The Company intends to finance its operations through the sale of common stock as well as continued borrowings under the revolving line of credit with the related party. At this time,
the Company’s sole significant source of funding is through the promissory note with the related party described above. The Company hopes to borrow additional funds from this related party to meet its needs in the immediate future, however,
there is no requirement that the related party continue to make additional loans. The related party is also not obligated to agree to convert part or all of the loan balance into shares of the Company’s common stock as it has done in the past.
The Company considered attempting to raise additional capital through the issuance of stock under an Equity Line agreement with
an unrelated party. Based upon current market and other conditions, the Company has decided not to enter into such an Equity Line at this time. The Company may reconsider this decision in the future.
Investors are cautioned that certain statements contained in this document and the Company’s Form 10-KSB, as well as some statements in periodic press releases and some oral statements of EarthFirst officials during presentations about
EarthFirst are “forward-looking” statements within the meaning of the Private Securities Litigation Reform Act of 1995 (the “Act”).
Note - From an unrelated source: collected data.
PR #97, opened 2021-03-25
Email is mandatory but phone number is optional in the enrolment form

nikomakela:
PT-891. Enrolments does not require a phone number anymore.

Added missing required-attributes to emails and names. Removed required-attributes and validations from phone fields. 

Enrolment's email notifications are now mandatory. The checkbox is auto selected and disabled in UI, so it appears as checked but passive. GraphQL mutation does not allow sms only notifications anymore. It should be noted that API still allows them!

### DIFF
--- a/src/domain/enrolment/enrolmentForm/EnrolmentForm.tsx
+++ b/src/domain/enrolment/enrolmentForm/EnrolmentForm.tsx
@@ -108,8 +108,6 @@ const EnrolmentForm: React.FC<Props> = ({
               </FormGroup>
               <FormGroup>
                 <Field
-                  required
-                  aria-required
                   labelText={t(
                     nameToLabelPath['studyGroup.person.phoneNumber']
                   )}
@@ -207,6 +205,8 @@ const EnrolmentForm: React.FC<Props> = ({
                 <>
                   <FormGroup>
                     <Field
+                      required
+                      aria-required
                       labelText={t(nameToLabelPath['person.name'])}
                       component={TextInputField}
                       name="person.name"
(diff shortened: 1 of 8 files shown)


src/domain/enrolment/utils.ts
```diff
@@ -5,15 +5,10 @@ import {
 } from '../../generated/graphql';
 import { EnrolmentFormFields } from './enrolmentForm/constants';
 
-const getNotificationType = (
-  values: EnrolmentFormFields
-): NotificationType | undefined => {
+const getNotificationType = (values: EnrolmentFormFields): NotificationType => {
```
Sartonon, line 8:
```
ternary might read nicer in this situation :)

return values.hasEmailNotification && values.hasSmsNotification
    ? NotificationType.EmailSms
    : NotificationType.Email;
```

src/domain/enrolment/enrolmentForm/EnrolmentForm.tsx
```diff
@@ -232,10 +234,14 @@ const EnrolmentForm: React.FC<Props> = ({
               <div className={styles.divider} />
 
               <h2>{t('enrolment:enrolmentForm.titleNotifications')}</h2>
+              {errors.hasEmailNotification && touched.hasEmailNotification && (
+                <ErrorMessage>{t(errors.hasEmailNotification)}</ErrorMessage>
+              )}
```
Sartonon, line 239: email notifications are always checked and disabled, why is this needed?

src/domain/enrolment/utils.ts
nikomakela: true that. Because of some reason I wanted to keep it easily recoverable / extendable :)

src/domain/enrolment/enrolmentForm/EnrolmentForm.tsx
nikomakela: Maybe it is not. I didn't think about it much. I thought there could be a way to achieve it some how...

I will take it off.

src/domain/enrolment/utils.ts
Sartonon: Well it wasn't wrong :)

Sartonon (approved):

The words “believes,”“anticipates,”“plans,”“expects,”“intends,”“estimates,” and similar expressions are intended to identify forward-looking statements. In addition, any statements concerning future financial performance, ongoing business strategies or prospects, and possible
future EarthFirst actions, which may be provided by management, are also forward-looking statements as defined by the Act. Such forward-looking statements involve known and unknown risks, uncertainties, and other factors which may cause the actual
results, performance or achievements of the Company to materially differ from any future results, performance, or achievements expressed or implied by such forward-looking statements and to vary significantly from reporting period to reporting
period. Such factors include, among others, those listed under Item 1 of the Form 10-KSB and other factors detailed from time to time in the Company’s other filings with the Securities and Exchange Commission. Although management believes that
the assumptions made and expectations reflected in the forward-looking statements are reasonable, there is no assurance that the underlying assumptions will, in fact, prove to be correct or that actual future results will not be different from the
expectations expressed in this report. EarthFirst has no specific intention to update these statements.
(c) The securities below
were issued by the Company during the period covered by the report and were not registered under the Securities Act of 1933, as amended. Each of the transactions is claimed to be exempt from registration pursuant to Section 4 (2) of the Securities
Act as transactions not involving a public offering. All of such securities are deemed to be restricted securities for the purposes of the Securities Act. All certificates representing such issued and outstanding restricted securities have been
properly legend, and the Company has issued “stop transfer” instructions to its transfer agent with respect to such securities. Except as noted, no commissions were paid in connection with any of these issuances.
In January 2002, the Company issued 40,811,966 shares of the Company’s common stock to John Stanton, the Ralph W. Hughes Revocable Family Trust,
and certain other related parties, in connection with the satisfaction of $2,387,500 of the revolving credit line owed by the Company at a conversion rate of $.0585 per share.
Between January 2, 2002 and January 30, 2002, the holder of a convertible note payable converted an aggregate of $161,000 of principal and $52,758 of interest and penalties into
3,356,071 shares of the Company’s common stock at a conversion rate of approximately $.064 per share.